Kırşehirli bir mutasavvıf olan Gülşehrî’nin 1317 yılında tamamladığı “Mantıku’t-Tayr”ını, Ferîdüddin-i Attâr’ın eserinin basit bir tercümesi olarak değerlendirmek yanlıştır. Bir Mevlevî olan Gülşehrî, bu eserdeki asıl temayı kendi üslubuna göre ele almış, asıl eser olan Farsça “Mantıku’t-Tayr”da olmayan bazı hikâye ve fıkralarla eserini zenginleştirmiş, ayrıca Attâr’ın Esrârnâme’si ile Mevlânâ’nın Mesnevî’sinden de yararlanmış, hatta eserine “Kelîle ve Dimne” ile “Kâbûsnâme”den bazı parçalar almıştır.

Mantıku’t-Tayr, ilk bakışta son derece anlaşılmaz gibi görünen bir algılayış ve yaşayış biçimi olan tasavvuf? değerler sisteminin kavramlarını, kuşlar arasında geçen bir öykü etrafında somutlaştırarak anlatan, bu yönüyle de Batı edebiyatındaki fabllara benzeyen manzum bir eserdir.

Mantıku’t-Tayr’daki temel öykü şu şekilde özetlenebilir:

Advertisement

Kuşlar bir araya toplanıp “Bu zamanda hiçbir ülke padişahsız değil, bundan böyle bizim de padişahsız kalmamamız lâzım. Padişahsız ülkede nizam, intizam olmaz. Kendimize bir padişah seçelim.” diyerek kendilerine bir padişah seçmek isterler. Bu sırada toplantıda bulunan kuşlardan biri olan “Hüthüt”: “Ben Tanrı’nın habercisiyim, yaradılışın sırrını biliyorum. Süleyman Peygamber’e yoldaş oldum, onunla birlikte bu âlemi dolaştım, padişahımızı biliyorum, benimle birlikte gelirseniz onu bulursunuz. O, Kaf Dağı’nın ardındadır; adı da ‘Sîmurg’dur. Fakat yol uzun, denizler derin, karalar sarptır. Kendimizden geçip yola düşelim. Eğer ondan bir iz bulabilirsek ne mutlu bize!” der.

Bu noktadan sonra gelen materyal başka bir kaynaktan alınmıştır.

PR #147, opened 2017-08-14
PP-2514 Enable https validation for return url

DanailMinchev:
## WHAT

We need to return client error HTTP status code in case we submit `return_url` which is non-HTTPS (currently `NAXSI` is returning `404` in case we submit non-HTTPS url).
We use `422 Unprocessable Entity` for client errors.

## HOW 

- Added `allowHttpForReturnUrl` setting (default is `false`) which enables or disables "https only" check for `return_url` request parameter
- Added related tests in `PaymentRequestValidatorTest` and modified existing ones
- Updated documentation

### DIFF
--- a/src/test/java/uk/gov/pay/api/validation/PaymentRequestValidatorTest.java
+++ b/src/test/java/uk/gov/pay/api/validation/PaymentRequestValidatorTest.java
@@ -13,34 +13,80 @@ public class PaymentRequestValidatorTest {
 
     @Rule
     public ExpectedException expectedException = ExpectedException.none();
-    private static final String SUCCESSFUL_TEST_EMAIL = "alice.111@mail.fake";
-    private static final String UNSUCCESSFUL_TEST_EMAIL = randomAlphanumeric(255) + "@mail.fake";
+
+    private static final int VALID_AMOUNT = 100;
+    private static final String VALID_RETURN_URL = "https://www.example.com/return_url";
+    private static final String VALID_REFERENCE = "reference";
+    private static final String VALID_DESCRIPTION = "description";
+
+    private final PaymentRequestValidator paymentRequestValidator = new PaymentRequestValidator(URLValidator.SECURITY_ENABLED);
 
     @Test
-    public void validateMinimumAmount_shouldSuccessValue(){
-        PaymentRequestValidator paymentRequestValidator = new PaymentRequestValidator(URLValidator.SECURITY_ENABLED);
-        CreatePaymentRequest paymentRequest = new CreatePaymentRequest(1, "https://return.to/return_url", "reference", "description");
+    public void validParameters_shouldSuccessValue() {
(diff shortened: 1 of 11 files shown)


src/test/java/uk/gov/pay/api/validation/PaymentRequestValidatorTest.java
```diff
@@ -13,34 +13,80 @@
...
+    public void validateMinimumAmount_shouldSuccessValue() {
+        CreatePaymentRequest createPaymentRequest = createPaymentRequest(PaymentRequestValidator.AMOUNT_MIN_VALUE, VALID_RETURN_URL, VALID_REFERENCE, VALID_DESCRIPTION);
+        paymentRequestValidator.validate(createPaymentRequest);
+    }
 
     @Test
-    public void validateMinimumAmount_shouldSuccessValue(){
-        PaymentRequestValidator paymentRequestValidator = new PaymentRequestValidator(URLValidator.SECURITY_ENABLED);
-        CreatePaymentRequest paymentRequest = new CreatePaymentRequest(1, "https://return.to/return_url", "reference", "description");
+    public void validateMinimumAmount_shouldFailValue() throws Exception {
```
alexbishop1: I assume what this test tests for has been intentionally changed because it wrong previously. (Before it claimed to be checking going below the minimum amount causes a validation failure but it was actually checking going above the maximum amount causes a validation failure.)

src/test/java/uk/gov/pay/api/validation/PaymentRequestValidatorTest.java
```diff
@@ -13,34 +13,80 @@
...
+        CreatePaymentRequest paymentRequest = createPaymentRequest(VALID_AMOUNT, invalidMaxLengthReturnUrl, VALID_REFERENCE, VALID_DESCRIPTION);
+        expectedException.expect(ValidationException.class);
+        paymentRequestValidator.validate(paymentRequest);
     }
 
     @Test
-    public void validateMaximumAmount_shouldFailValue() throws Exception{
-        PaymentRequestValidator paymentRequestValidator = new PaymentRequestValidator(URLValidator.SECURITY_ENABLED);
-        CreatePaymentRequest paymentRequest = new CreatePaymentRequest(PaymentRequestValidator.AMOUNT_MAX_VALUE + 1, "https://return.to/return_url", "reference", "description");
+    public void validateReturnUrlSecurityEnabled_shouldFailValue() throws Exception {
```
alexbishop1: Can we have a more precise name like `validateReturnUrlNotHttps_shouldFailValue()` or something?

DanailMinchev: 👍

src/test/java/uk/gov/pay/api/validation/PaymentRequestValidatorTest.java
DanailMinchev: Yes, that is correct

Kuşlar önce sevinerek Hüthüt’ün etrafında toplansalar da daha sonra yolun zahmetli olmasından ötürü türlü mazeretler ileri sürerek Hüthüt’e olumsuz cevap verirler. Hüthüt, her birine ikna edici cevaplar verince kuşların hepsi birden Hüthüt’ün kılavuzluğunda yola düşer.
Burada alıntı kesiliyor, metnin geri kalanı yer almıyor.